Minimum IMPACT

Model Airplane News, Oct 2004 by Sarpolus, Dick

An inexpensive twin electric that delivers maximum fun!

The first twin-engine model I owned was powered by a Fox .35 and a Fox .29; yes, it was a control-line stunter, and I flew it in the 1953 AMA Nationals in Willow Grove, PA. Since then, I've designed a number of twins with power ranging from a pair of .19 glow engines to a pair of 42cc gas burners. All of them were fun because of that unmistakable twin-engine sound.

Electric-powered aircraft have made it easier for everyone to build twin-motor projects; unlike glow engines, electric motors just keep on running as long as there is power available. I wanted a smaller, electric-powered profile foamie version of one of my favorite twins: the .40-powered Double Impact that I designed several years ago. The Minimum Impact is the result, and although it's smaller and a lot quieter than any other twin, it's just as much fun.

The construction technique used for this project is the quickest and easiest way to make an RC aircraft that I know of. Material costs are absolutely minimal, and the model is very light and flies very well. Profile models have been well accepted over the years and now have their place in modeling. It can take some abuse and can be repaired quickly. If you happen to total it, hey; it sure doesn't take long to build another one.

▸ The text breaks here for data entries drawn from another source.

PR #1698, opened 2023-08-05
Solution

desevoker:


polinavafik (approved):
Well done! 🎀

src/makeCalculator.js
```diff
@@ -1,43 +1,40 @@
...
- *
  * @return {object}
  */
 function makeCalculator() {
-  // write code here
+  return {
+    result: 0,
+
+    operate(operation, number) {
+      this.result = operation(this.result, number);
```
dffUqp, line 11: let's improve your code, I think we can avoid putting `this.result` directly in our callback.

dffUqp (changes requested):
Almost done:smiley:

src/makeCalculator.js
desevoker: Ok, I changed call logic. Is it better now?

dffUqp (approved):

PR #1699, opened 2023-08-06
solution

polinavafik:
I had `return this` in each operation, but removed it since we would `return this ` anyway in `operate`


kaavka (commented):
Looks awesome!✨

Vannnkof (approved):

dffUqp (approved):
Perfect🚀

PR #1700, opened 2023-08-06
Add task solution

spojrzenie:


src/makeCalculator.js
```diff
@@ -36,8 +36,43 @@
...
+
+      return this;
+    },
+    add: function(number) {
+      calc.result += number;
+
+      return this;
+    },
+    subtract: function(number) {
+      calc.result -= number;
```
darokrk, line 54: Same here as above:

Instead of using `calc.result` use `this.result`. `this` keyword refers to the current object, providing flexibility if the object name is changed.

Please do that in all functions :)

src/makeCalculator.js
```diff
@@ -36,8 +36,43 @@
...
+      return this;
+    },
+    reset: function() {
+      calc.result = 0;
+
+      return this;
+    },
+  };
+
+  return calc;
```
darokrk, line 75: this line can be removed

src/makeCalculator.js
```diff
@@ -36,8 +36,43 @@
...
+      calc.result += number;
+
+      return this;
+    },
+    subtract: function(number) {
+      calc.result -= number;
+
+      return this;
+    },
+    multiply: function(number) {
```
darokrk, line 58: please add one space separator between function to make code cleaner to read :)

darokrk (changes requested):
Looks good, few improvements needed and we good to go 😃

darokrk (approved):
Nicely done 🔥  good job!

PR #1703, opened 2023-08-07
add task solution

vserhiichuk:


Orpheus29 (approved):
Yessss, this works, and the checklist is met.
Will be interesting to hear the mentors' opinion on the 'this / .call' use.

src/makeCalculator.js
```diff
@@ -37,7 +37,41 @@
  * @return {object}
  */
 function makeCalculator() {
-  // write code here
+  const calculator = {
+    result: 0,
+    add(value) {
+      this.result += value;
+
+      return this;
```
dffUqp, line 45: what happend if we remove `return this` here?

dffUqp (changes requested):
Looks good👍 only one small fix needed

src/makeCalculator.js
vserhiichuk: Nothing😅, thanks, my bad

src/makeCalculator.js
```diff
@@ -37,7 +37,33 @@
...
+      this.result /= value;
+    },
+    multiply(value) {
+      this.result *= value;
+    },
+    reset() {
+      this.result = 0;
+
+      return this;
+    },
```
dffUqp, line 58: To improve the readability of the code, we can add line break after each method.

dffUqp (approved):
🚀

PR #1704, opened 2023-08-07
add task solution

Vannnkof:


kaavka (commented):
looks awesome ✨

kaavka (approved):

src/makeCalculator.js
```diff
@@ -37,7 +37,41 @@
...
+    },
+
+    reset(integer) {
+      calculator.result = INITIAL_VALUE;
+
+      return this;
+    },
+
+    operate(action, integer) {
+      action(integer);
```
dffUqp, line 66: Recommendation:

dffUqp (changes requested):
Almost done:smiley:

alexander-ignatow (approved):
LGTM 👍

PR #1705, opened 2023-08-07
Solution

Orpheus29:


src/makeCalculator.js
```diff
@@ -37,7 +37,46 @@
  * @return {object}
  */
 function makeCalculator() {
-  // write code here
+  const calculator = {
```
AndriiKuz, line 40: Use `this` instead `calculator`

src/makeCalculator.js
```diff
@@ -37,7 +37,46 @@
...
+    result: 0,
+
+    add(number) {
+      calculator.result += number;
```
AndriiKuz, line 44: You change the result value in every methods. Will be better to do it only in operate method. In this method just return a + b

With a 36-inch wingspan and about 320 square inches of wing area, Minimum Impact is fairly small. For power, I used two GWS IPS twin-motor units-the IPSD-RXC-AS versions. These units each have two motors geared to one prop shaft. I fitted each motor with the optional GWS heat sink for extra protection. I'm a big fan of lithium-polymer batteries, as they provide so much power and are very light compared with any other battery type. The all-up weight of the prototype with a 3-cell, 1500mAh pack is only 16 ounces. I use APC 9x7 props, but I want to do more experimenting with prop sizes; for now, however, flight performance is good. The GWS brushed motors are inexpensive, and if there were a brushless equivalent in this size, two would make the plane a real barn-burner.

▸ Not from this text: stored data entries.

PR #1708, opened 2023-08-07
Solution

neovendano:


KatOlista (approved):
good job!

src/makeCalculator.js
```diff
@@ -37,7 +37,39 @@
...
+  const calculator = {
+    result: 0,
+
+    reset() {
+      this.result = 0;
+
+      return this;
+    },
+
+    operate(operation, operand) {
```
dffUqp, line 49: Better name for function that we put inside `operate` method is `callback`


> A callback is a function passed as an argument to another function.

Learn more about callback  --> [link](https://www.w3schools.com/js/js_callback.asp) 

```suggestion
    operate(callback, operand) {
```

dffUqp (approved):
🔥

PR #1710, opened 2023-08-08
solution

Valentyn-Bilyk:


src/makeCalculator.js
```diff
@@ -37,7 +37,40 @@
...
+      calculator.result -= number;
+    },
+
+    multiply(number) {
+      calculator.result *= number;
+    },
+
+    divide(number) {
+      calculator.result /= number;
+    },
```
Anna-Tkachenko, line 57: Each separate method should not know anything about `calculator` and `result`
Each method should only accept 2 numbers, complete some action and return the result

src/makeCalculator.js
```diff
@@ -37,7 +37,40 @@
...
+      this.result = 0;
+
+      return this;
+    },
+
+    operate(callback, number) {
+      callback(number);
+
+      return this;
+    },
```
Anna-Tkachenko, line 69: This method should be the main one
It should call callback, get the result and change `result` property

Anna-Tkachenko: result = result of callback operation

FrontKid (approved):
Good job!

dffUqp (approved):
GJ✔️

PR #1715, opened 2023-08-08
add task solution

NazarVotkanych:


src/makeCalculator.js
```diff
@@ -37,7 +37,47 @@
  * @return {object}
  */
 function makeCalculator() {
-  // write code here
+  const calculator = {
+    result: 0,
+
+    add(num) {
```
AndriiKuz, line 43: You can use the arrow function in operation methods to write in one line.

AndriiKuz (approved):

src/makeCalculator.js
```diff
@@ -37,7 +37,47 @@
...
+      this.result += num;
+
+      return this;
```
dffUqp, line 46: what happens if we remove line :46?

dffUqp (approved):
LGTM🚀

PR #1722, opened 2023-08-11
calculator

KatiaGamal:


src/makeCalculator.js
```diff
@@ -37,7 +37,49 @@
...
+    reset: function() {
+      this.result = 0;
+
+      return this;
+    },
+
+    operate: function(callback, number) {
+      if (typeof callback === 'function') {
+        callback.call(this, number);
+      }
```
VitaliyBodnar, line 78: I don't see any sense for that condition, because callback should be every time with type of 'function'

VitaliyBodnar (changes requested):
Almost done!

VitaliyBodnar (approved):
Good job!

PR #1724, opened 2023-08-13
Develop

Duster-1:


src/makeCalculator.js
```diff
@@ -37,7 +37,31 @@
...
 function makeCalculator() {
-  // write code here
+  const calculator = {
+    result: 0,
+
+    add: number => calculator.result + number,
+
+    subtract: number => calculator.result - number,
+
+    divide: number => calculator.result / number,
```
volodymyr-soltys97, line 47: You need to add a check for 0, because you cannot divide by 0

volodymyr-soltys97 (changes requested):
Good job 👍 
Let's improve your code

src/makeCalculator.js
```diff
@@ -37,7 +37,35 @@
  * @return {object}
  */
 function makeCalculator() {
-  // write code here
+  const calculator = {
+    result: 0,
+
+    add: number => calculator.result + number,
+
+    subtract: number => calculator.result - number,
```
mykhalenych, line 45: check all methods

mykhalenych (changes requested):

src/makeCalculator.js
```diff
@@ -37,7 +37,41 @@
...
+    subtract(a, b) {
+      return a - b;
+    },
+
+    multiply(a, b) {
+      return a * b;
+    },
+
+    divide(a, b) {
+      if (b !== 0) {
```
volodymyr-soltys97, line 56: You are not returning anything when division by zero occurs. It's better to throw an error or return some specific value.

volodymyr-soltys97 (changes requested):

anastasiiavorobiova (approved):
Nice work!

PR #1728, opened 2023-08-14
solution

mykyta01:


src/makeCalculator.js
```diff
@@ -38,6 +38,39 @@
...
 function makeCalculator() {
   // write code here
+  const obj = {
+    result: 0,
+
+    add(x, y) {
+      return x + y;
+    },
+
+    subtract(x, y) {
```
mykhalenych, line 48: check all methods

mykhalenych (changes requested):

src/makeCalculator.js
```diff
@@ -38,6 +38,45 @@
  */
 function makeCalculator() {
   // write code here
+  const obj = {
+    result: 0,
+
+    add(a) {
+      this.result += a;
```
mykhalenych, line 45: All methods should return the object itself. You should add 'return this;' at the end of the method.

anastasiiavorobiova (approved):
Awesome work!

PR #1730, opened 2023-08-15
calculator

VasylKurtiak:


src/makeCalculator.js
```diff
@@ -36,8 +36,47 @@
...
+      calculator.result /= num;
+
+      return calculator;
+    },
+
+    reset: function() {
+      calculator.result = 0;
+
+      return calculator;
+    },
```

I built the model with Dow Bluecor extruded-polystyrene FanFold sheet. Available at home-improvement stores, this ¼-inch-thick, blue material is used for house insulation, and it has a thin, plastic-film layer on each side. It is available in 25-count bundles of 24x48-inch sheets for about $30. The materials cost for one model is about a buck; you can't beat that! As shown on the plans, I used hard, ¼-inch-square balsa strips for reinforcement, but I recommend the use of carbon-fiber tubes for increased stiffness. They cost more but make the airframe more rugged.

CONSTRUCTION

Start by cutting the plans to form paper patterns; you can trace around them on the foam or pin the patterns into place and cut around them. A single-edge razor blade or a very sharp hobby knife held perpendicular to the sheet easily cuts through the foam. Cut the wing to fit the carbon-fiber tube or hard-balsa reinforcement, and epoxy it into place. It is easier if you first epoxy the reinforcement to the top of the fuselage, epoxy it to the wing and then epoxy the lower fuselage into place. After the epoxy has cured, glue the horizontal stab into place, and then epoxy the motor nacelles to the wing.

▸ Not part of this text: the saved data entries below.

PR #1735, opened 2023-08-16
Solution "Make advanced calculator"

tniklevych:


src/makeCalculator.js
```diff
@@ -37,7 +37,39 @@
...
+    result: 0,
+
+    operate(operation, number) {
+      operation(number);
+
+      return this;
+    },
+
+    add(x) {
+      calculator.result += x;
```
volodymyr-soltys97, line 50: Within the `add` method, `calculator.result` should be `this.result` to correctly refer to the result property of the current calculator instance.

src/makeCalculator.js
```diff
@@ -37,7 +37,39 @@
...
+    subtract(x) {
+      calculator.result -= x;
+    },
+
+    divide(x) {
+      calculator.result /= x;
+    },
+
+    multiply(x) {
+      calculator.result *= x;
```
volodymyr-soltys97, line 62: Within the `multiply` method, `calculator.result` should be `this.result` to correctly refer to the result property of the current calculator instance.

src/makeCalculator.js
```diff
@@ -37,7 +37,39 @@
...
+
+      return this;
+    },
+
+    add(x) {
+      calculator.result += x;
+    },
+
+    subtract(x) {
+      calculator.result -= x;
```
volodymyr-soltys97, line 54: Within the `subtract` method, `calculator.result` should be `this.result` to correctly refer to the result property of the current calculator instance.

src/makeCalculator.js
```diff
@@ -37,7 +37,39 @@
  * @return {object}
  */
 function makeCalculator() {
-  // write code here
+  const calculator = {
+    result: 0,
+
+    operate(operation, number) {
+      operation(number);
```
volodymyr-soltys97, line 44: The `operation` method is calling a function passed as an argument but it doesn't use the `this` keyword. It should be `this.operation(number)` to call the operation on the current calculator instance.

src/makeCalculator.js
```diff
@@ -37,7 +37,39 @@
...
+    add(x) {
+      calculator.result += x;
+    },
+
+    subtract(x) {
+      calculator.result -= x;
+    },
+
+    divide(x) {
+      calculator.result /= x;
```
volodymyr-soltys97, line 58: Within the `divide` method, `calculator.result` should be `this.result` to correctly refer to the result property of the current calculator instance. You also need to add a check for 0, since you cannot divide by 0

volodymyr-soltys97 (changes requested):
Good job 👍 
Let's improve your code

PR #1736, opened 2023-08-17
solution was added

Liliya-Kalinichenko:


src/makeCalculator.js
```diff
@@ -37,7 +37,39 @@
...
+    subtract(x) {
+      calculator.result -= x;
+    },
+
+    multiply(x) {
+      calculator.result *= x;
+    },
+
+    divide(x) {
+      calculator.result /= x;
```
Anastasiia-Svintsova, line 68: There should be a zero division check before divide operation. If x equals to 0, you should throw an error or return some message about impossible operation.

src/makeCalculator.js
```diff
@@ -37,7 +37,39 @@
...
+
+      return this;
+    },
+
+    add(x) {
+      calculator.result += x;
+    },
+
+    subtract(x) {
+      calculator.result -= x;
```
Anastasiia-Svintsova, line 60: The calculator object should be referred to as this, not calculator. Replace calculator.result with this.result.

Anastasiia-Svintsova (changes requested):
Almost done!

PR #1739, opened 2023-08-20
advanced calculator

Q1W2E3R4T5Y6U7I8a:


src/makeCalculator.js
```diff
@@ -37,7 +37,37 @@
  * @return {object}
  */
 function makeCalculator() {
-  // write code here
+  return {
+    result: 0,
+
+    operate: function(callback, number) {
+      this.result = callback(this.result, number);
```
anastasiiavorobiova, line 44: Consider binding context to use this.result inside 'add' and other functions

anastasiiavorobiova: Also, create a check if the callback argument is valid and it is a function to prevent further errors

anastasiiavorobiova (changes requested):
Good work! Almost done

src/makeCalculator.js
Q1W2E3R4T5Y6U7I8a: 32ffa75571eb4adcda1ba963d24b5f7cf5ef3cdf
I changed the code, please check

Andriy-Shymkiv (approved):
🔥

PR #1743, opened 2023-08-22
add task solution

atrofymovych:


src/makeCalculator.js
```diff
@@ -37,7 +37,37 @@
...
+      this.result -= num;
+
+      return this;
+    },
+    multiply: function(num) {
+      this.result *= num;
+
+      return this;
+    },
+    divide: function(num) {
```

volodymyr-soltys97 (changes requested):
Good job 👍 
Let's improve your code

Viktor-Kost (approved):

PR #1745, opened 2023-08-23
calculator

shelyaa:


src/makeCalculator.js
```diff
@@ -37,7 +37,39 @@
...
+    subtract(value) {
+      this.result -= value;
+    },
+
+    multiply(value) {
+      this.result *= value;
+    },
+
+    divide(value) {
+      this.result /= value;
```
volodymyr-soltys97, line 56: No check for division by zero. If 'value' is zero, the function will throw an error. Before dividing, check if the 'value' is zero and handle the error as you see fit.

src/makeCalculator.js
```diff
@@ -37,7 +37,39 @@
...
+    },
+
+    reset() {
+      this.result = 0;
+
+      return this;
+    },
+
+    operate(callback, value) {
+      callback.call(this, value);
```
volodymyr-soltys97, line 66: No check for the type of 'value'. There should be a check to ensure that the 'value' is a number before using it in a mathematical operation to prevent potential errors.

volodymyr-soltys97 (changes requested):
Good job 👍 
Let's improve your code

src/makeCalculator.js
```diff
@@ -37,7 +37,63 @@
...
+    multiply(value) {
+      if (typeof value === 'number') {
+        this.result *= value;
+      } else {
+        return 'Value must be a number.';
+      }
+    },
+
+    divide(value) {
+      if (typeof value === 'number') {
```
anastasiiavorobiova, line 68: You have already checked that the value is a number inside the operate function

src/makeCalculator.js
```diff
@@ -37,7 +37,63 @@
...
+    subtract(value) {
+      if (typeof value === 'number') {
+        this.result -= value;
+      } else {
+        return 'Value must be a number.';
+      }
+    },
+
+    multiply(value) {
+      if (typeof value === 'number') {
```
anastasiiavorobiova, line 60: You have already checked that the value is a number inside the operate function

src/makeCalculator.js
```diff
@@ -37,7 +37,63 @@
...
+    add(value) {
+      if (typeof value === 'number') {
+        this.result += value;
+      } else {
+        return 'Value must be a number.';
+      }
+    },
+
+    subtract(value) {
+      if (typeof value === 'number') {
```
anastasiiavorobiova, line 52: You have already checked that the value is a number inside the operate function

src/makeCalculator.js
```diff
@@ -37,7 +37,63 @@
  * @return {object}
  */
 function makeCalculator() {
-  // write code here
+  const calculator = {
+    result: 0,
+
+    add(value) {
+      if (typeof value === 'number') {
```
anastasiiavorobiova, line 44: You have already checked that the value is a number inside the operate function

src/makeCalculator.js
```diff
@@ -37,7 +37,63 @@
...
+    },
+
+    reset() {
+      this.result = 0;
+
+      return this;
+    },
+
+    operate(callback, value) {
+      if (typeof value === 'number') {
```
anastasiiavorobiova, line 86: Also could you please implement the check that callback is a function?

anastasiiavorobiova (changes requested):
Great work! Almost done!

anastasiiavorobiova (approved):
Awesome!

PR #1747, opened 2023-08-24
solution

Patryk-Buczkowski:


src/makeCalculator.js
```diff
@@ -37,7 +37,37 @@
  * @return {object}
  */
 function makeCalculator() {
-  // write code here
+  return {
+    result: 0,
+
+    add(a) {
```
darokrk, line 43: Please change function parameter name to be more descriptive like, e.g `number` instead of `a`. Also think you should return this to keep current context `return this;`

```
add(number) {
   this.result += number;

   return this;
 },
```

```
subtract(number) {
   this.result -= number;
      
    return this;
 },
```

etc..

Please do that in all functions.

darokrk (changes requested):
Looks good 👍🏽  left few mentions for code improvements

src/makeCalculator.js
```diff
@@ -37,7 +37,45 @@
  * @return {object}
```
OleziO, line 37: Remove all comments.

OleziO (changes requested):

Radoslaw-Czerniawski (approved):
Very good :)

Before you glue the wing and horizontal stab to the fuselage, hinge the ailerons and the elevator into place. I use clear, thin, low-cost, packing tape for the hinges. Attach the tape to the top surfaces first, and then fold the movable control surface over to apply the bottom piece of tape.

I made the control horns out of 1/16-inch plywood and epoxied them into slots cut in the control surfaces. To install the servos with small screws, I epoxied small pieces of 1/16-inch plywood to the foam on either side of the servo cutouts. For the lightest possible weight, some builders simply cut holes in the foam and hold the servos in place with Goop or hot glue. I installed the aileron servo in the wing next to the fuselage and cut a small slot through the fuselage to allow the servo arm and control linkage to reach the other aileron. To make the wire pushrods, I use 0.047-inch music wire and make Z-bends on each end. I use a V-bend near the servo for length adjustment. To support the middle of the two pushrods, I glued small plywood braces into slots cut in the fuselage.

POWER SYSTEMS

I got all of my GWS products from Balsa Products. The motor/gearbox assemblies slide into place on a strip of hard balsa or pine in each motor nacelle. Sand the strips to fit the gearbox frames. I drill a small hole through the side of the gearbox mounts and hold the motors in place with small screws. I wrap the ESC and the receiver with thin foam and clear tape and hold them in place with Velcro®. The battery pack fits through an opening cut in the fuselage just below the wing. The ESC, receiver and pack are held in place with rubber bands. Two pieces of 3/8-inch-square balsa, each fitted with two short lengths of 1/8-inch dowel, are epoxied to the wing to anchor the rubber bands.